Assigned task
Using the entries that follow, report how many lines contain the word "enumerable". Only the number is wanted.

Start of Input records

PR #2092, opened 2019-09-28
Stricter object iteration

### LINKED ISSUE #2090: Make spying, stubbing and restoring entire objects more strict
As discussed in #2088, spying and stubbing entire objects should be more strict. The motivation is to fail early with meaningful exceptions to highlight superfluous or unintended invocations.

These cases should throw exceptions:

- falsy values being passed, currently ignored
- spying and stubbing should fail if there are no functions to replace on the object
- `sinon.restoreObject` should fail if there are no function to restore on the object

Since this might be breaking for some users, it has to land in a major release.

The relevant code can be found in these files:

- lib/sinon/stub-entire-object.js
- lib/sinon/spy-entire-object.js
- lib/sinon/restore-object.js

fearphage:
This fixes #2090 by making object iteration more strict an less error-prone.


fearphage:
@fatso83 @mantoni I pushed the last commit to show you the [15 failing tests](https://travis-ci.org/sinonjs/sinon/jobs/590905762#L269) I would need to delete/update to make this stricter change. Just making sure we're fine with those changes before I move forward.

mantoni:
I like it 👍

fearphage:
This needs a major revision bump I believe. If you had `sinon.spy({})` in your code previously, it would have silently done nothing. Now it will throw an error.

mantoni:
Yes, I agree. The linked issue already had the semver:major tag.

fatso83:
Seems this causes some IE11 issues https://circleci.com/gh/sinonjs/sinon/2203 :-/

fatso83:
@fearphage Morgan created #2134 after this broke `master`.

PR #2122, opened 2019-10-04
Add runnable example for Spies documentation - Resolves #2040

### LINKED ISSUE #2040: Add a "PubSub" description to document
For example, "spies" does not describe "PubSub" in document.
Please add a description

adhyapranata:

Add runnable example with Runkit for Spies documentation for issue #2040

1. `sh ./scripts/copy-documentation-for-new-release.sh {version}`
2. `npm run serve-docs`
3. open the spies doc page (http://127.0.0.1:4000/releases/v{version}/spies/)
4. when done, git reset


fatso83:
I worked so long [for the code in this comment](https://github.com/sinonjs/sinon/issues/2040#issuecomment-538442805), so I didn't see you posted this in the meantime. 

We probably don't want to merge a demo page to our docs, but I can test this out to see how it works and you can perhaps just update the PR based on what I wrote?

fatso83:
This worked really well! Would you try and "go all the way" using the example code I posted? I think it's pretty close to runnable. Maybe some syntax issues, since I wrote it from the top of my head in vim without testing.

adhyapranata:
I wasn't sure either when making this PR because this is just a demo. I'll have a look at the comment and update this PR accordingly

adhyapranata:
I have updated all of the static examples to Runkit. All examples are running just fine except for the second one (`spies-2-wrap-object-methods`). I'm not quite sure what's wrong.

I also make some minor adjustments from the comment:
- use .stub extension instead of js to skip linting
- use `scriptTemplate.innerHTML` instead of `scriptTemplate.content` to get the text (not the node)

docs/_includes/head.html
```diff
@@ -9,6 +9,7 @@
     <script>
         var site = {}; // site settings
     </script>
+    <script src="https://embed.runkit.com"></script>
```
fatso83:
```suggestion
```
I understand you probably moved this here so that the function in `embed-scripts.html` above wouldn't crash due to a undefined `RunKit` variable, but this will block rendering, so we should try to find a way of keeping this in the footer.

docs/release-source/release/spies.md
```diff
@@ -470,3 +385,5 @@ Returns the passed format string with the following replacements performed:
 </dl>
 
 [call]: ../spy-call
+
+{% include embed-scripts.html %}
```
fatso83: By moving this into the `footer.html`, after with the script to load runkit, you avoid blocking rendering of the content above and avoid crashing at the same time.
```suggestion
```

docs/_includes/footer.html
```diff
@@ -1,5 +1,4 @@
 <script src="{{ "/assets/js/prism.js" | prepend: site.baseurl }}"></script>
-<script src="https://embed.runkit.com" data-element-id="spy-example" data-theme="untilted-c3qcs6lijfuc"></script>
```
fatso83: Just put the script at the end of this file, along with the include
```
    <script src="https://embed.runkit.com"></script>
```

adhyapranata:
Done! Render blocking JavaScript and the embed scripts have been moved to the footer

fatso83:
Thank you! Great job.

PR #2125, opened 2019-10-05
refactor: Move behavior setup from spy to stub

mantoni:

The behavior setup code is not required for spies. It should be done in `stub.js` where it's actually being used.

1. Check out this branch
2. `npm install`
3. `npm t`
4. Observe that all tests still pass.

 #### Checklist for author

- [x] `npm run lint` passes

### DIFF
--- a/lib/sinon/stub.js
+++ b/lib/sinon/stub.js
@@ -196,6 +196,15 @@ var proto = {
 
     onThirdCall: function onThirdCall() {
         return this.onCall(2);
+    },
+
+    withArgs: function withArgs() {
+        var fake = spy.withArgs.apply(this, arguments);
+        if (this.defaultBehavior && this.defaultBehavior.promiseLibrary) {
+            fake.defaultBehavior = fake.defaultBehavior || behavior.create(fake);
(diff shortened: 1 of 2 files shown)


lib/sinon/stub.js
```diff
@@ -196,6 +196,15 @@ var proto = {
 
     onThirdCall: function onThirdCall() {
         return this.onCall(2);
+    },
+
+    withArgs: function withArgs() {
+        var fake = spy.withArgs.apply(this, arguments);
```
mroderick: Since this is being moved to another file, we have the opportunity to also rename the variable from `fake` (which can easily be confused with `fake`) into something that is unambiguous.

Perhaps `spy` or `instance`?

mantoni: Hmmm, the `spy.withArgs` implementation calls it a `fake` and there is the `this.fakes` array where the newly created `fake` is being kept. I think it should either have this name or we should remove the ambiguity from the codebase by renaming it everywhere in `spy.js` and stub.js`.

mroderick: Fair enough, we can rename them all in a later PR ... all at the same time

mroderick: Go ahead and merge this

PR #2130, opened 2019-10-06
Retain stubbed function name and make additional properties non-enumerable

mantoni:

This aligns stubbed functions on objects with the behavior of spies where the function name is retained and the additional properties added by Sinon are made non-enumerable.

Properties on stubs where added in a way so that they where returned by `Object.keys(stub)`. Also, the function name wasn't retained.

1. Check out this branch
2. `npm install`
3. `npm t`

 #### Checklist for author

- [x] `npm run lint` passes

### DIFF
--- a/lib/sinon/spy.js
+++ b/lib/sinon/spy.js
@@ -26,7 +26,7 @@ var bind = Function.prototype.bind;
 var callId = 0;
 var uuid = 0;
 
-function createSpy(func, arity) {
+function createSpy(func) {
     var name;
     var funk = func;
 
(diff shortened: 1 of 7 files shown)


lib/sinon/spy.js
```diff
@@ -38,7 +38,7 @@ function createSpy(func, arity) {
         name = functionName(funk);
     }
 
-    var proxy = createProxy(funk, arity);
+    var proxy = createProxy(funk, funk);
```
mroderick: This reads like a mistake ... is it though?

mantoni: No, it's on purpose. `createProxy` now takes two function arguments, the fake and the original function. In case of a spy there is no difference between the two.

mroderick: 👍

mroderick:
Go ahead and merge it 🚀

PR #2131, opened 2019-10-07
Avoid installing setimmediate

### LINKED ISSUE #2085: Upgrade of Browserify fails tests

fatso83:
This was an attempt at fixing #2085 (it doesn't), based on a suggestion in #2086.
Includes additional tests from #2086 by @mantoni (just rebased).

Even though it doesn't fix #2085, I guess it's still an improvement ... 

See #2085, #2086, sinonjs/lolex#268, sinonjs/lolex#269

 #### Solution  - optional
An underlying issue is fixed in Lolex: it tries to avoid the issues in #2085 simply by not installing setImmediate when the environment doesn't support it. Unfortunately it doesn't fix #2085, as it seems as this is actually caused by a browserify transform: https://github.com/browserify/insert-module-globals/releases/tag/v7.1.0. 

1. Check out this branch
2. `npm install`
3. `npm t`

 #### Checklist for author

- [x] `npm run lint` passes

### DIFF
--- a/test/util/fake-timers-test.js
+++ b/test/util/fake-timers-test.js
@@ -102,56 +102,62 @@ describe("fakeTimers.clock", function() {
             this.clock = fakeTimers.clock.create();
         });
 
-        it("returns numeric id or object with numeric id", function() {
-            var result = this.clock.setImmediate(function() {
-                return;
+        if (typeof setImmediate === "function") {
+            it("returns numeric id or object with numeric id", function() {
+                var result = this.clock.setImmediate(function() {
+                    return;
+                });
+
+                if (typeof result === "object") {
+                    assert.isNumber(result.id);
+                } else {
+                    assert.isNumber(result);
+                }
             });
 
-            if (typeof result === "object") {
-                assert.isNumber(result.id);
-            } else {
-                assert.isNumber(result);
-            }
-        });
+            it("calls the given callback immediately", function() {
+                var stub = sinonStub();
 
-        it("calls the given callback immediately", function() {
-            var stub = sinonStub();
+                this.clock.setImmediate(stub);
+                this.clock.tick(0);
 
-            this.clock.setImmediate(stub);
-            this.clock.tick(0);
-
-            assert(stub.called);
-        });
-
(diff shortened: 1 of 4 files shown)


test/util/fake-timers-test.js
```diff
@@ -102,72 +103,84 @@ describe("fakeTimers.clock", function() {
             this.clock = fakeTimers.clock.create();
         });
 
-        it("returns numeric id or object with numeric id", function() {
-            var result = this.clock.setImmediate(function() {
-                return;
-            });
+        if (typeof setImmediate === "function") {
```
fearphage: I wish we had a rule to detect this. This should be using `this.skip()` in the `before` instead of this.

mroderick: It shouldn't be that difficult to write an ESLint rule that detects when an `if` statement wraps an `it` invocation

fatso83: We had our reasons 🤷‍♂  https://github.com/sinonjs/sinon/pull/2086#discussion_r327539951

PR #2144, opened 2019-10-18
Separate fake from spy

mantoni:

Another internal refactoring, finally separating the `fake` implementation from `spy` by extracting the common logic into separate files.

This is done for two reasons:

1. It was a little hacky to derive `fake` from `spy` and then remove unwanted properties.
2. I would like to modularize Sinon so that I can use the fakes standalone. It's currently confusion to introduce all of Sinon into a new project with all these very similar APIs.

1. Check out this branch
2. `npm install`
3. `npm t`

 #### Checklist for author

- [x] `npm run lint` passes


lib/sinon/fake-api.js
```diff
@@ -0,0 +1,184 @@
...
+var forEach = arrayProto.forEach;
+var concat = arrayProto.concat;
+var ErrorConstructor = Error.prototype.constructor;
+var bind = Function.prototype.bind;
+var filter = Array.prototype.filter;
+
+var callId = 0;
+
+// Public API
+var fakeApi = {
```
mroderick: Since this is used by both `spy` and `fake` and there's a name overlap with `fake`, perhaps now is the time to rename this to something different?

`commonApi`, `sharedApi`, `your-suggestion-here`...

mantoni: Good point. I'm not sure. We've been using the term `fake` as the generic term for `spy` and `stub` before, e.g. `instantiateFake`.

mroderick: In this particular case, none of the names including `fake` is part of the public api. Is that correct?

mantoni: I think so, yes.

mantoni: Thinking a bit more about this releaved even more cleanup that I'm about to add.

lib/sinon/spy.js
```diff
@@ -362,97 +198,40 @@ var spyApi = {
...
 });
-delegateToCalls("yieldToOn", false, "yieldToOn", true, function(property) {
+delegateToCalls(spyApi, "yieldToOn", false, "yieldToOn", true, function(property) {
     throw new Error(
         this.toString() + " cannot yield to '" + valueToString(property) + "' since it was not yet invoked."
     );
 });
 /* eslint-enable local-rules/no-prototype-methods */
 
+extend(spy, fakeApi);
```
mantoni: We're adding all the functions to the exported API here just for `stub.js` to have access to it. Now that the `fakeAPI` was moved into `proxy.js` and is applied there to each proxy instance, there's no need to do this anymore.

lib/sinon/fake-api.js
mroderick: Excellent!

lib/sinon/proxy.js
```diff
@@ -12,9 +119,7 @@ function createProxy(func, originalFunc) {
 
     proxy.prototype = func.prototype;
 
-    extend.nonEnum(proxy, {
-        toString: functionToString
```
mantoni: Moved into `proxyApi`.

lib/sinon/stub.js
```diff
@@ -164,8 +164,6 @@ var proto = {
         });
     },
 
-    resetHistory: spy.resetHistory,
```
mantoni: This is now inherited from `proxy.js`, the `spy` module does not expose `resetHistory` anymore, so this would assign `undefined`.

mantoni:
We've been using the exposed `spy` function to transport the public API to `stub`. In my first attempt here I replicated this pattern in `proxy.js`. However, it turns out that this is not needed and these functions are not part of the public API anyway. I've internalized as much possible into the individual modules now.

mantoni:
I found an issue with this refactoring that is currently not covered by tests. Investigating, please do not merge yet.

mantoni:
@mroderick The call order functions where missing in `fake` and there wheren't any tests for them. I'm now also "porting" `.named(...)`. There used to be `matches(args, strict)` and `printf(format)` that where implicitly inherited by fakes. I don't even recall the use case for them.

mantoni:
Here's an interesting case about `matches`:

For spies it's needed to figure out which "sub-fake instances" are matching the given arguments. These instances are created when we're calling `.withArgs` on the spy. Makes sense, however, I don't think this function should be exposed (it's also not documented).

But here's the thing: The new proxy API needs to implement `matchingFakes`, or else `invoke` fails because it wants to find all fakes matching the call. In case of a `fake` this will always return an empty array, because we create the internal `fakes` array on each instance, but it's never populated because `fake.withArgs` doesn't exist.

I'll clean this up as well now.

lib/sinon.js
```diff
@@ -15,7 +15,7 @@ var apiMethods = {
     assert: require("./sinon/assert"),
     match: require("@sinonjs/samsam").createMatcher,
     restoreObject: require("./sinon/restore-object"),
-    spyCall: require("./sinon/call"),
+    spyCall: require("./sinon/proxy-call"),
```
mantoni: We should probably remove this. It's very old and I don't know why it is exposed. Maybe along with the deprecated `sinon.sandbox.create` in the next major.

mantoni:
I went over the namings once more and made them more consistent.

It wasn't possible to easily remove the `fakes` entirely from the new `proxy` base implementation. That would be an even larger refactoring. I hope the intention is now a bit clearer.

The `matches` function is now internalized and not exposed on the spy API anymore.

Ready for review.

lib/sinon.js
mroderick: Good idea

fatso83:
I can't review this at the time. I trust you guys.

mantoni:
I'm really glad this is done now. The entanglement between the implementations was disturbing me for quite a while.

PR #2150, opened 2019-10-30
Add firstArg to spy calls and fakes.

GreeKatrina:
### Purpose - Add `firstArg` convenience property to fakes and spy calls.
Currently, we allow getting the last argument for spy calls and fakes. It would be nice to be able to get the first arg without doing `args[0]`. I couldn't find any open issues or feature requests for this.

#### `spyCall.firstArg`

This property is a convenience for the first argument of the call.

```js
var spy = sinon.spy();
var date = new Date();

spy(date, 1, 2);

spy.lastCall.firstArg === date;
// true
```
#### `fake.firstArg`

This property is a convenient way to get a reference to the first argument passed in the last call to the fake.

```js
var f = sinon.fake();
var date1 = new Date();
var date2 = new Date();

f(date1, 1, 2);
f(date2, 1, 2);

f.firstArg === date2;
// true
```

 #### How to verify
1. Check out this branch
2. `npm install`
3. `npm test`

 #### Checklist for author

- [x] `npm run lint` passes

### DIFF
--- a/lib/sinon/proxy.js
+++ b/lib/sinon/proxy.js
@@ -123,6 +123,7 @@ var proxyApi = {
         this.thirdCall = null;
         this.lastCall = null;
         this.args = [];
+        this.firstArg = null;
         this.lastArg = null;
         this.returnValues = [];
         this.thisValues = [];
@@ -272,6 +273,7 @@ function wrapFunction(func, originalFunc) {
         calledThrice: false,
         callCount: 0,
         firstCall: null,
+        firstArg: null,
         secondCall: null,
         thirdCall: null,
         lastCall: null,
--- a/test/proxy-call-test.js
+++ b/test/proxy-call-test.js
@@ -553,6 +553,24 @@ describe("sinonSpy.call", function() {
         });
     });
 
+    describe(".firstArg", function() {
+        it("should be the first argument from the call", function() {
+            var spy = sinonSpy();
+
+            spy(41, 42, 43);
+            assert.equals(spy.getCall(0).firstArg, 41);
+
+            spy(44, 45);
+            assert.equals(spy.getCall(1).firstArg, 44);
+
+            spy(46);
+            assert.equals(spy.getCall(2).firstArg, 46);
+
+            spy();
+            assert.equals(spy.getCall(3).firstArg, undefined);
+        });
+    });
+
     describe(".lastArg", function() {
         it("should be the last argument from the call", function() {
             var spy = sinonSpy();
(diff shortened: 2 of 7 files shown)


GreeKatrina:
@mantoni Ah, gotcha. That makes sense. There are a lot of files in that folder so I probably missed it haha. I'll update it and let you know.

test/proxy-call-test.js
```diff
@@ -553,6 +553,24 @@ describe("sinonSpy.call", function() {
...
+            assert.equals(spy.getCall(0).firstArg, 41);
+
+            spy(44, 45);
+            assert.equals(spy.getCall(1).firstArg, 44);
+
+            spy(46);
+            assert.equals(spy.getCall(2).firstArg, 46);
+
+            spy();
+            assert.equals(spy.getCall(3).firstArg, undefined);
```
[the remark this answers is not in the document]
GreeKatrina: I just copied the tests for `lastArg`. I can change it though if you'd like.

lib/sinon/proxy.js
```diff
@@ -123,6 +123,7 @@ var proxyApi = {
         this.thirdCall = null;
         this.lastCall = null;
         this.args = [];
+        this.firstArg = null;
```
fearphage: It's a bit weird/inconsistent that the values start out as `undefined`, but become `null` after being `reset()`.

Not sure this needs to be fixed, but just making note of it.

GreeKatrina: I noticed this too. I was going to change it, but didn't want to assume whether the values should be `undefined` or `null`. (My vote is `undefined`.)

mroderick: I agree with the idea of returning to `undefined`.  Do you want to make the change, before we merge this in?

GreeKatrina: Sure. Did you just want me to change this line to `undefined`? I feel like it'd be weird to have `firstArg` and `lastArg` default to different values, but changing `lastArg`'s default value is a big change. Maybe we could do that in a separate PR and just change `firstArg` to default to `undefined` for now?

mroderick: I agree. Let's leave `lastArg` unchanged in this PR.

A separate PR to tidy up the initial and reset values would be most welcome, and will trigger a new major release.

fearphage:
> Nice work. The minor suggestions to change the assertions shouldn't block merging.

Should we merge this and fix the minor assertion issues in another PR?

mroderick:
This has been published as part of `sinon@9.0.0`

End of Input records

Finished exercise
2